Tapi ada satu hal yang belum berubah —
Aku masih menulis surat untukmu setiap tahun, di tanggal yang sama, jam yang sama.
Bukan karena aku belum move on, tapi karena beberapa cinta memang tidak diciptakan untuk hilang.

Selamat tinggal, Raka.
Dan terima kasih untuk cinta yang tak pernah sampai, tapi selalu hidup di setiap kata.

—Alina


[6]

Catatan Akhir

Lima belas tahun kemudian, sebuah kotak berisi surat-surat itu ditemukan di rumah lama Alina.
Suaminya sudah tahu tentang masa lalu itu, dan ia hanya berkata, “Kalau bukan karena Raka, mungkin aku tidak akan mengenal versi terbaik dari Alina.”

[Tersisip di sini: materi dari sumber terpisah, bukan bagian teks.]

PR #797, opened 2015-12-15
X-ray Absorption Coefficient Database

dnjohnstone:
This deprecates #471 from @pburdet.

Based on this: www.nist.gov/srd/upload/jpcrd488.pdf
http://www.nist.gov/pml/data/ffast/

Code wise this is merged up and so should be ready for review - EDS wise it would be great if there were a proper EDS expert out there to help...


dnjohnstone:
I guess this may need an additional test or two but other than that are there any issues with this?

dnjohnstone:
Ah, I see what coveralls is complaining about now - in fact the structure in test_material.py was wrong such that the tests weren't really doing anything. Having corrected that there is an issue somewhere down the line on the database lookup for absorption in mixtures.... It looks to be a bit buried to me so bear with my while I figure out what's going on there...

dnjohnstone:
Ok - I think this is ready for review.

hyperspy/misc/material.py
```diff
@@ -253,6 +256,209 @@ def density_of_mixture_of_pure_elements(weight_percent,
...
+            mac_res += np.array([weight * ma for ma in mac_re])
+        return mac_res
+    else:
+        mac_res = np.array([mass_absorption_coefficient(
+            el, energies) for el in elements])
+        mac_res = np.dot(weight_percent, mac_res) / np.sum(weight_percent, 0)
+        return mac_res
+
+
+def mass_absorption_coefficient_of_mixture_of_pure_elements(weight_percent,
```
vidartf: I'm all for self-documenting code, but with a style guide saying a maximum line length of 80 characters, this function name is way too long. How about `mass_absorption_mixture`?

dnjohnstone: Fair point - will change that.

dnjohnstone:
@vidartf function names involving mixtures are now shortened and merged up with current master

dnjohnstone:
I'm a little confused as to what the issue is here - at first I thought it was that something in the diff was not python 3 compatible, but it seems to me that the errors that are causing nosetest to fail are in parts of the code that I haven't touched? @vidartf @to266 anyone know what's going on here?

vidartf:
@dnjohnstone: You are correct. Seems the new FEI code raises a warning that isn't dealt with in the tests. This only became an issue when 0.8.x was merged into master, since only master fails on warnings. Should be a quick fix (ignoring/expecting a warning in test).

dnjohnstone:
@vidartf this is now up to date with the current master and incorporates previously discussed changes. Is this now ready to merge?

doc/user_guide/eds.rst
```diff
@@ -360,6 +360,24 @@ database:
 The lines are returned in order of closeness to the specified energy, and can
 be limited by additional, optional arguments.
 
+Mass absorption coefficient database
+^^^^^^^^^^^^^^^^^^^^^^^^^^^^^^^^^^^^
+
+A mass absorption coefficient database (Chantler2005 see http://physics.nist.gov/ffast) is available
```
k8macarthur: Maybe add the reference to the bibliography for consistency?

tjof2: Worth noting I've rewritten the EDS documentation in #965, so yes, the bibliography is the right way to go.

dnjohnstone:
@siriagus have you tried using this at all?

siriagus:
@dnjohnstone Hey, I have not. I will today if I get time or tomorrow. Thanks for updating it with the current master.

dnjohnstone:
@siriagus thanks for that -- just updated again so all as up-to-date as possible

k8macarthur:
Question: What units are the absorption coefficients going to be in?

hyperspy/misc/material.py
```diff
@@ -236,21 +237,220 @@ def density_of_mixture_of_pure_elements(weight_percent,
...
+    ----------
+    element: str
+        The element symbol of the absorber, e.g. 'Al'.
+    energies: float or list of float or str or list of str
+        The energy or energies of the X-ray in keV, or the name of the X-rays,
+        e.g. 'Al_Ka'.
+
+    Return
+    ------
+    mass absorption coefficient(s) in cm^2/g
```
dnjohnstone: @k8macarthur these are the units... Not sure if that's the best...

k8macarthur: Yeah I saw this but I thought mu was in units of barns/atom and rho was in units of g/cm^3 so mu/rho should be cm/g surely. Not necessarily needed to be understood for this pull to be merged maybe more of an issue for #962 .

dnjohnstone: Mmmm I think the answer is that mu isn't in barns/atom (that would be sigma) at least according to the convention followed by NIST, which is where this comes from. This is also the convention followed by Goldstein et al in "Scanning Electron Microscopy & Microanalysis" so it's the one we should follow. In any case, we don't have much choice as these are the units of the NIST database.

http://physics.nist.gov/cgi-bin/ffast/ffast.pl?Z=31&Formula=&gtype=3&lower=&upper=&density=

k8macarthur: Ok thanks I'll take another look and see if I can get to the bottom of it. I'll post any more comments on the correct issue.

hyperspy/misc/material.py
```diff
@@ -236,21 +237,220 @@ def density_of_mixture_of_pure_elements(weight_percent,
     Examples
     --------
     Calculate the density of modern bronze given its weight percent:
-    >>> hs.material.density_of_mixture_of_pure_elements(
-            (88, 12),("Cu", "Sn"))
+    >>> hs.material.density_of_mixture((88, 12),("Cu", "Sn"))
```
siriagus: Docstring: Use list instead of tuples and use single quotation marks to be consistent with other documentation. i.e. [88,12], ['Cu', 'Sn'].

hyperspy/misc/material.py
```diff
@@ -179,8 +181,7 @@ def _density_of_mixture_of_pure_elements(weight_percent,
...
```
siriagus: Docstring: Use list instead of tuples and use single quotation marks to be consistent with other documentation. i.e. [88,12], ['Cu', 'Sn'].
(Same as below)

hyperspy/misc/material.py
```diff
@@ -236,21 +237,220 @@ def density_of_mixture_of_pure_elements(weight_percent,
...
+    ----
+    See http://physics.nist.gov/ffast
+    Chantler, C.T., Olsen, K., Dragoset, R.A., Kishore, A.R., Kotochigova,
+    S.A., and Zucker, D.S. (2005), X-Ray Form Factor, Attenuation and
+    Scattering Tables (version 2.1).
+    """
+
+    energies_db = np.array(ffast_mac[element].energies_keV)
+    macs = np.array(ffast_mac[element].mass_absorption_coefficient_cm2g)
+    energies = copy.copy(energies)
```
siriagus: Does this line serve any purpose? It doesn't make any sense to me...

hyperspy/misc/material.py
```diff
@@ -236,21 +237,220 @@ def density_of_mixture_of_pure_elements(weight_percent,
...
+    if isinstance(energies, str):
+        energies = utils_eds._get_energy_xray_line(energies)
+    elif hasattr(energies, '__iter__'):
+        for i, energy in enumerate(energies):
+            if isinstance(energy, str):
+                energies[i] = utils_eds._get_energy_xray_line(energy)
+    index = np.searchsorted(energies_db, energies)
+    mac_res = np.exp(np.log(macs[index - 1]) +
```
siriagus: Quick note: I tested this interpolation,it gives the correct result :)

siriagus:
@dnjohnstone I have used this for a while now. I went through line for line now and could not spot any errors. I also tested the functions + parts of functions manually to make sure that it was implemented correct. I say this is ready to merge. Sorry for delaying for so long, guess I had to see you in person to finally get through it.

dnjohnstone:
This is now updated with respect to the current master and I have made the minor style adjustments suggested by @siriagus

siriagus:
@dnjohnstone Sorry for bringing this up right after it merged, but I am reading up more on theory about this. According to the NIST webpage, the FFAST contains mass attenuation coefficients and NOT mass absorption coefficients. Due to being new to the field, I assumed that mass attenuation coefficients and mass absorption coefficients must be the same. Especially since @pburdet initialised this I assumed that the imported data was correct. All literature regarding absorption correction I have encountered refers to u/p as mass absorption coefficients. I believe the coefficents are similar, however, mass absorption coefficients are lower as attenuation coefficients also includes scattering effects. Since HyperSpy 1.0.0 is planned to release next month, I think this should be correct. So, if the database actually contain mass attenuation coefficients, the code should reflect this. I understand @dnjohnstone is not an EDS person either, but took initative to finish what @pburdet started (which is awesome!). So, unless someone can confirm that these are in fact mass absorption coefficients, I think every occurance of _absorption_ should be replace by _attenuation_. I know it is really annoying that this comes up 16 hours after it just merged, but I was just reading up on the theory. It might also be that the terms are used interchangeably in the literature, however, if we are not 100% sure ourselves, we should change it to attenuation all over. I don't mind doing this, but wanted to ask if this is something you @dnjohnstone have considered or if you just implemted what @pburdet had made assuming like me that the values were the same. Again, really sorry that I didn't catch this in the initial review as I assumed the database itself had the correct values.

francisco-dlp:
@siriagus, thank you for bringing this up. In prevention, I'll revert the merge until you reach consensus on this.

dnjohnstone:
I think the answer to this is that the database contains two things, which are illustrated below for Ga:

"photoabsorption coefficients" - http://physics.nist.gov/cgi-bin/ffast/ffast.pl?Z=31&Formula=&gtype=2&lower=&upper=&density=

"attenuation coefficients" - http://physics.nist.gov/cgi-bin/ffast/ffast.pl?Z=31&Formula=&gtype=3&lower=&upper=&density=

You will notice that both are mu/rho and in-fact both are very similar. The highest energy X-rays, in this case 4.329451E+02  eV show the difference most clearly (because the coefficients are smallest) where we have in the above case 8.9633E-02 for attenuation and 4.0914E-03 for photoabsorption.

As @siriagus says you have a smaller value for absorption only.

If you compare a few values in ffast_mac with the two database options - you will see that @pburdet has taken the "photoabsorption coefficients" not the "attenuation coefficients".

The upshot is that I think everything is consistent with @siriagus's potential concerns and indeed this draws on absorption coefficients not attenuation coefficients.

siriagus:
@dnjohnstone Thank you for the clarification. I raised this concern as it could be a potential issue. At least this is a really good example of why #1086 is important!

@francisco-dlp I don't know what the easiest fix now is, reverting the revert (#1083) is probably the safest option though.

dnjohnstone:
@siriagus it's only a good thing you said something!! I hadn't checked that until this point so please carry on saying - I think we're ok in this case, but that might not have been the case.

francisco-dlp:
Remerged in #1090 :)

Baca Juga: cahaya di antara bayangan kisah cinta, siluet di antara kabut kisah cinta yang, nada terakhir di panggung senja kisah

Di sisi lain dunia, Raka hidup sederhana sebagai fotografer perjalanan. Dalam wawancara majalah, ia pernah berkata,
"Ada seseorang yang membuatku mencintai kata, sebelum aku mencintai dunia. Tanpanya, aku mungkin tidak akan menulis atau memotret dengan hati."

Tak ada yang tahu, tapi di rak bukunya, masih tersimpan amplop kusam berisi surat pertama dari Alina — yang dulu tak pernah sempat ia balas tepat waktu.
Dan di bawah amplop itu, ada kertas kecil bertuliskan tangan Raka sendiri:

"Beberapa surat memang ditakdirkan untuk tidak terkirim,
karena cinta sejati kadang cukup sampai di hati,
bukan di alamat tujuan."


Penutup

Tidak semua cinta berakhir dengan pertemuan.
Ada yang hanya hidup dalam surat, dalam tulisan, dalam kenangan yang tenang.
Seperti Alina dan Raka — dua hati yang pernah saling mencari, tapi akhirnya menemukan kedamaian di tempat masing-masing.

Dan mungkin, cinta yang tak sampai bukan berarti gagal.
Ia hanya memilih bentuk yang lain: menjadi cerita yang akan selalu hidup di antara kata-kata.